Newport - 13 - 31 juillet

Evidemment, le contact avait été pris, quelques jours avant notre arrivée à Newport, avec Arnoud, vieux copain belge d'-il-y-a-quinze-ans-a-Londres: il est installé dans la ville depuis quelques années, et on se réjouissait de le revoir, ainsi que de rencontrer sa femme Lizz et leurs deux garçons, Félix et Adrien.

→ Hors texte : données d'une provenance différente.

PR #205, opened 2026-04-20
[PLUGIN-1956] Added a fix for OAuth2 Proxy Routing

psainics:
## Added a fix for OAuth2 Proxy Routing

Jira : [PLUGIN-1956](https://cdap.atlassian.net/browse/PLUGIN-1956)

### Description

When the HTTP plugin (source or sink) is configured with OAuth2 authentication and a proxy (proxyUrl, proxyUsername, proxyPassword), the request that fetches the OAuth2 access token ignores the proxy settings. It is sent directly to the token endpoint, which causes an UnknownHostException in restricted environments (like Cloud Data Fusion / Dataproc) where only the proxy has outbound network access.
Root Cause
In OAuthUtil.getAccessToken(BaseHttpConfig config), the code builds its own HTTP client but never applies the proxy settings from the config. Currently, it uses HttpClients.custom() (for the source path) or HttpClients.createDefault() (for the sink path), completely bypassing setProxy(...) and setDefaultCredentialsProvider(...).

### The Fix
Refactored the OAUTH2 case in OAuthUtil.java to use a unified HttpClientBuilder. The builder now:
Conditionally applies the SSLConnectionSocketFactory (if it's a BaseHttpSourceConfig).
Extracts the proxy settings from the config object and applies the HttpHost and BasicCredentialsProvider (if configured) before calling .build().

### Proof / Verifications

- Pipeline execution logs showing the UnknownHostException failing to resolve the token URL in a restricted environment prior to this fix.
i1

- Local mock proxy server logs confirming that the POST /token request is now successfully intercepted and routed through the configured proxy port.

i2

i3

i4

[PLUGIN-1956]: https://cdap.atlassian.net/browse/PLUGIN-1956?atlOrigin=eyJpIjoiNWRkNTljNzYxNjVmNDY3MDlhMDU5Y2ZhYzA5YTRkZjUiLCJwIjoiZ2l0aHViLWNvbS1KU1cifQ

### DIFF
--- a/src/main/java/io/cdap/plugin/http/common/http/OAuthUtil.java
+++ b/src/main/java/io/cdap/plugin/http/common/http/OAuthUtil.java
@@ -24,11 +24,17 @@ import io.cdap.plugin.http.common.BaseHttpConfig;
 import io.cdap.plugin.http.common.OAuth2GrantType;
 import io.cdap.plugin.http.common.pagination.page.JSONUtil;
 import io.cdap.plugin.http.source.common.BaseHttpSourceConfig;
+import org.apache.http.HttpHost;
+import org.apache.http.auth.AuthScope;
+import org.apache.http.auth.UsernamePasswordCredentials;
+import org.apache.http.client.CredentialsProvider;
 import org.apache.http.client.entity.UrlEncodedFormEntity;
 import org.apache.http.client.methods.CloseableHttpResponse;
 import org.apache.http.client.methods.HttpPost;
 import org.apache.http.client.utils.URIBuilder;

Mais dès le moment où le chantier qui devait effectuer quelques travaux sur Panta Rhei (safran, antifouling) nous a indiqué que nous ne pourrions pas rester à bord une fois le bateau sorti de l'eau, ce qui devait être un tea-time rendez-vous s'est transformé en une installation en bonne et due forme dans la maison de Villegas: au total, plus de dix jours de cohabitation, dans une atmosphère joyeuse et animée, en immersion totale dans la vie de cette délicieuse famille belgo-américaine. Une maison charmante, un magnifique nid douillet ("un gnagnagna" digne de ce nom, un beau, un vrai) pour nous quatre dans une jolie chambre décorée de souvenirs discrets de leur vie à New Delhi, un jardin ombragé juste ce qu'il faut, une voiture (qui aura permis à capt'n Marc d'aller tous les jours jusqu'au chantier situé à Jamestown, de l'autre côté de la baie, superviser l'avancement des travaux et mettre la main à la pâte - merci Arnoud!!!), une machine à laver (alléluia!)... mais surtout Arnoud, et Lizz, Félix et Adrien, dont nous avons tous les quatre énormément apprécié la compagnie, la disponibilité et l'immense générosité.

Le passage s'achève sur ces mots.